听闻塞拉菲娜夫人专程亲自前往遥远的璃月,拣选最漂亮的琥珀,找寻能工巧匠雕琢成琵琶,琴弦如金丝闪烁,雕刻卷草纹的琴头穿孔系着酒红丝绳,边缘渐变为深棕红,是矿石美丽的天然纹路。
书签背面阴刻着一行诗:“总角之宴,言笑晏晏。
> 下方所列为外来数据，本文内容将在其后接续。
PR #877, opened 2022-12-30
ZO Documentation Test

MarcusHolly:
## Fixes/Resolves:

1st point of Issue #595 

### Legal Acknowledgement

### DIFF
--- a/setup.py
+++ b/setup.py
@@ -86,7 +86,10 @@ setup(
         "Programming Language :: Python :: 3 :: Only",
     ],
     keywords="water systems, chemical engineering, process modeling, filtration, desalination, nawi",
-    packages=find_namespace_packages(),
+    # just include watertap and everything under it
+    packages=find_namespace_packages(
+        include=("watertap*",),
+    ),
     python_requires=">=3.7",
     install_requires=[
         # primary requirements for unit and property models
--- a/watertap/unit_models/zero_order/tests/test_zo_documentation.py
+++ b/watertap/unit_models/zero_order/tests/test_zo_documentation.py
@@ -54,7 +54,11 @@ def generate_model_list(path, extension, exclude):
 
 
 @pytest.mark.integration
-@pytest.mark.skipif(not os.path.exists(doc_path), reason="No docs directory")
+doc_path = Path(doc_path).resolve()
+
+...
+
+@pytest.mark.skipif(not os.path.exists(doc_path / "index.rst"), reason="No RST files found")
 def test_lists_match():
 
     rst_list = generate_model_list(rst_path, ".rst", ("index.rst",))
--- a/watertap/unit_models/zero_order/tests/test_zo_documentation.py
+++ b/watertap/unit_models/zero_order/tests/test_zo_documentation.py
@@ -59,12 +59,37 @@ def test_rst_path():
         "zero_order_unit_models",
     )
 
+    for file in os.listdir(rst_path):
+        filename = os.fsdecode(file)
+        if filename.endswith(".rst") and filename not in exclude_rst_files:
+            file_path = os.path.join(
+                os.path.dirname(os.path.abspath(__file__)),
+                "..",
+                "..",
+                "..",
+                "..",
+                "docs",
+                "technical_reference",
+                "unit_models",
+                "zero_order_unit_models",
+                f"{file}",
+            )
+            assert os.path.isfile(file_path) == True
+
 
 @pytest.mark.unit
 def test_py_path():
     assert os.path.exists(py_path) == True
 
     assert py_path == os.path.join(os.path.dirname(os.path.abspath(__file__)), "..")
+
+    for file in os.listdir(py_path):
+        filename = os.fsdecode(file)
+        if filename.endswith(".py") and filename not in exclude_py_files:
+            file_path = os.path.join(
+                os.path.dirname(os.path.abspath(__file__)), "..", f"{file}"
+            )
+            assert os.path.isfile(file_path) == True
 
 
 @pytest.mark.integration
--- a/watertap/unit_models/zero_order/tests/test_zo_documentation.py
+++ b/watertap/unit_models/zero_order/tests/test_zo_documentation.py
@@ -16,85 +16,44 @@ Tests that documentation exists for all zero-order unit models
 import pytest
 import os
 
-rst_path = os.path.join(
+doc_path = os.path.join(
     os.path.dirname(os.path.abspath(__file__)),
     "..",
     "..",
     "..",
     "..",
     "docs",
+)
+
+rst_path = os.path.join(
+    doc_path,
     "technical_reference",
     "unit_models",
     "zero_order_unit_models",
 )
-rst_list = []
-exclude_rst_files = ["index.rst"]
-for file in os.listdir(rst_path):
-    filename = os.fsdecode(file)
-    if filename.endswith(".rst") and filename not in exclude_rst_files:
-        rst_list.append(filename[:-4])
-
 py_path = os.path.join(os.path.dirname(os.path.abspath(__file__)), "..")
-py_list = []
-exclude_py_files = ["__init__.py"]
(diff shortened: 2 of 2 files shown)


MarcusHolly:
This test is very simple for now, but I'm not sure what other things should be tested besides the two lists matching. That is to say, if the two lists match, then there shouldn't be any other issues pertaining to the documentation.

adam-a-a:
Looking at the test failures very briefly, it seems in a couple of the checks, the rst file list is turning up empty, which leads me to believe that the way you navigate the docs directory may not work as intended. Perhaps you could try adding one/two extra checks that assert the length of each list -- these would just be additional checks to provide more clarity to the developer if ever there were an issue like this in the future, supplementing the list comparison assertion that you already have. However, this doesn't solve your problem with the test failure...

adam-a-a:
Actually- it looks like the "user mode" checks are the ones failing. I am unsure why. @lbianchi-lbl - any thoughts? Is the docs directory path nonexistent when installed as a user? @MarcusHolly you could also add checks to assert that the file paths exist

adam-a-a:
Small suggestion- I'd put the length of list checks before the check to compare lists.

watertap/unit_models/zero_order/tests/test_zo_documentation.py
```diff
@@ -0,0 +1,100 @@
...
+            file_path = os.path.join(
+                os.path.dirname(os.path.abspath(__file__)), "..", f"{file}"
+            )
+            assert os.path.isfile(file_path) == True
+
+
+@pytest.mark.integration
+def test_lists_match():
+    assert len(py_list) == len(rst_list)
+
```
bknueven:
```suggestion
```
I would get rid of this assertion -- the one below will help you debug a missing file, but this one won't be as helpful.

bknueven:
On the specifics of the test failures -- I am surprised the test `test_rst_path` passed on the user-mode builds.

I looked into it, and after installing latest `watertap` release via `pip` in a fresh environment, I *do* see the `docs` directory!
```bash
(watertap_test) bknueven-35255s:zero_order_unit_models bknueven$ pwd
/Users/bknueven/opt/anaconda3/envs/watertap_test/lib/python3.9/site-packages/docs/technical_reference/unit_models/zero_order_unit_models
(watertap_test) bknueven-35255s:zero_order_unit_models bknueven$ ls
__pycache__			automate_rst_file_wt3.py	dummy_sidor_data.yaml
```

I also see our `tutorials` directory and the `bin` directory. Since I think these should be excluded (and end up at the top-level site-packages directory, not inside `watertap`), I think we should address that issue first *before* attempting to fix this PR for user mode tests.

MarcusHolly:
> On the specifics of the test failures -- I am surprised the test `test_rst_path` passed on the user-mode builds.
> 
> I looked into it, and after installing latest `watertap` release via `pip` in a fresh environment, I _do_ see the `docs` directory!
> 
> ```shell
> (watertap_test) bknueven-35255s:zero_order_unit_models bknueven$ pwd
> /Users/bknueven/opt/anaconda3/envs/watertap_test/lib/python3.9/site-packages/docs/technical_reference/unit_models/zero_order_unit_models
> (watertap_test) bknueven-35255s:zero_order_unit_models bknueven$ ls
> __pycache__			automate_rst_file_wt3.py	dummy_sidor_data.yaml
> ```
> 
> I also see our `tutorials` directory and the `bin` directory. Since I think these should be excluded (and end up at the top-level site-packages directory, not inside `watertap`), I think we should address that issue first _before_ attempting to fix this PR for user mode tests.

Alright, thanks for looking at this @bknueven , and your explanation makes sense. I agree that your issue should be addressed first before coming back to fix this PR. So it seems like, after your issue is addressed, the user-mode tests will still fail. Is it better to just bypass these tests or is there a way to/ is it reasonable to install the docs directory directly within the test file (only if it doesnt already exist - which would be the case in user-mode) such that all the tests pass?

As for why the test_rst_path is passing, isn't it because the path itself exists (docs/technical_reference/unit_models/zero_order_unit_models), but the directory only contains the 3 files in your screenshot, none of which are rst files? I would guess that after your issue is addressed, this test would fail because the docs directory will be excluded from the build.

setup.py
```diff
@@ -86,7 +86,10 @@
         "Programming Language :: Python :: 3 :: Only",
     ],
     keywords="water systems, chemical engineering, process modeling, filtration, desalination, nawi",
-    packages=find_namespace_packages(),
+    # just include watertap and everything under it
+    packages=find_namespace_packages(
+        include=("watertap*",),
+    ),
```
lbianchi-lbl, line 92: Unless there's a strong reason to keep this, we should consider reverting this change before merging.

watertap/unit_models/zero_order/tests/test_zo_documentation.py
```diff
@@ -0,0 +1,64 @@
...
+                path,
+                file,
+            )
+            assert os.path.isfile(file_path)
+            file_list.append(filename[: -len(extension)])
+    return file_list
+
+
+@pytest.mark.integration
+@pytest.mark.skipif(not os.path.exists(doc_path), reason="No docs directory")
```
lbianchi-lbl: I think the reason why the tests are failing is that `doc_path` exists (so the test doesn't get skipped), but `rst_path` doesn't (so the test fails). Therefore, it might work with this change:

```suggestion
@pytest.mark.skipif(not os.path.exists(rst_path), reason="Directory with .rst source files for ZO models docs not found")
```

lbianchi-lbl (changes requested):
I've left a suggestion on a possible way to address the test failures in the non-editable ("user mode") CI environment.

Apart from that, I think the current implementation is OK, but we might want to revisit it to make it more robust sooner rather than later. More in general, this test has two aspects that make it tricky:

- Matching between the Sphinx docs and the Python code (including e.g. finding the location of the `docs` directory, that might or might not be there depending on the installation mode)
- Finding all ZO models, which in turns requires listing all Python modules within a given package

Both of these would be useful to have for other tests beyond this one, so it might make sense to merge this (as soon as it works reliably) and then refactor it together with the other related tests in a separate PR.

setup.py
lbianchi-lbl: To clarify:

- I think the point being made in #879 is valid, and we should modify the `setup.py` settings so that files and directories other than `watertap` don't end up in the installation
- However, since this change would impact other things beyond the original scope of this PR (and I'm planning to rework our distribution setup soon), it might make sense to deal with it separately
- That said, ultimately I don't have strong preferences and I'm reasonably confident that our tests would catch any possible regression introduced by this change, so I'd be OK if we wanted to merge it as part of this PR

watertap/unit_models/zero_order/tests/test_zo_documentation.py
lbianchi-lbl: On second thought, reading https://github.com/watertap-org/watertap/pull/877#issuecomment-1371266240 and https://github.com/watertap-org/watertap/pull/877#issuecomment-1371293292, I don't think this would work: the directory would exist, but without any `.rst` file.

Testing for the presence of at least one `.rst` file should work:

```suggestion
doc_path = Path(doc_path).resolve()

...

@pytest.mark.skipif(not os.path.exists(doc_path / "index.rst"), reason="No RST files found")
```

However, this starts to look a bit too brittle for my tastes...

setup.py
MarcusHolly: Although it may look a bit brittle, all of the tests are passing now. As for this change, I'll let @bknueven comment on if there's a strong reason to keep it.

lbianchi-lbl: Yeah, I agree, I don't think there's any harm in merging this as-is (including the change in `setup.py`).

lbianchi-lbl (approved):
As far as I'm concerned, we can merge this as it is and then refactor the shared functionality in a separate PR.

bknueven (approved):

”
这让莉贝赫想起听母亲露维希说过,早年间大舅格狄为了追求塞拉菲娜小姐,使劲了浑身解数,到处打听佳人的喜好。
他甚至从璃月重金求来了一整支戏班子,去勒菲弗尔家族为塞拉菲娜小姐一人专场表演。
塞拉菲娜小姐原来喜欢听戏吗?
莉贝赫懵懂地问过母亲。
母亲只是摇头。
后来,塞拉菲娜小姐嫁给了格狄,依旧有人会在塞拉菲娜夫人生辰的时候请来璃月来的乐师,吹拉弹唱,想讨她欢心。
渐晏听多了,某一天窝在房间里弹着琵琶,乐声流畅婉转,被莉贝赫撞见,鼓掌称好。
格狄不知道女儿是何时学会的,但仍对着音乐挑剔,说作为尤斯提亚家族的女孩、作为他的女儿,弹得还不够好。
那天起,莉贝赫没再见表妹抱起过琵琶。
15.
壁炉之家终究是隶属于愚人众的情报机关。
林尼会刻意遮掩任务中留下的伤口,但变魔术的手会因伤痛而颤抖失误,愈是遮掩、心声便愈是吵闹着坦陈。
喜欢钻帽子的猫儿罗瑟兰,会闯祸掀了少年夏日还捂着手臂的长袖,捂白的肌肤上是细密的小伤口。
渐晏缠过绷带,捡过纸牌,冷淡的眸盯过林尼撒谎蒙混的笑脸,没有拆穿那份心虚的心跳如擂。
16.
尤斯提亚家族不能见光地资助过许多非法研究,其中包括一位对魔神残渣有着狂热兴趣的前枫丹科学院研究员。
他将魔神残渣注入了自己女儿的体内,亲手打造了一只怪物,在实验取得突破进展的狂喜中,大笑着被女儿抽干了浑身的血液。
地下研究室被荒废,实验成果被恩列老爷子若有所思地拎到了渐晏面前。
幽灵般的女孩儿成了渐晏的影子,她病态地微笑,说这是她人生新的意义。
17.
林尼总是能在任务途中察觉到窥探的视线。
这份视线从一开始的隐蔽,逐渐变得张狂、丝毫不加以掩饰,再之后,出现了明确的痕迹。
被掰断的树枝在大雾中指引了逃亡的方向;追兵被突兀燃起的大火困住脚步;闯进屋里,却发现目标文件被摊放在桌上。
林尼疑惑地跟琳妮特、菲米尼讨论了这件怪事,也顺嘴说给过窝在炉火边安静看书的渐晏。
他看到少女的神情有一丝的微妙,琥珀金的眼里透着难得的愠怒。
自那之后,那缕带着极细微魔神残渣的气息,从林尼的任务生涯里消失了。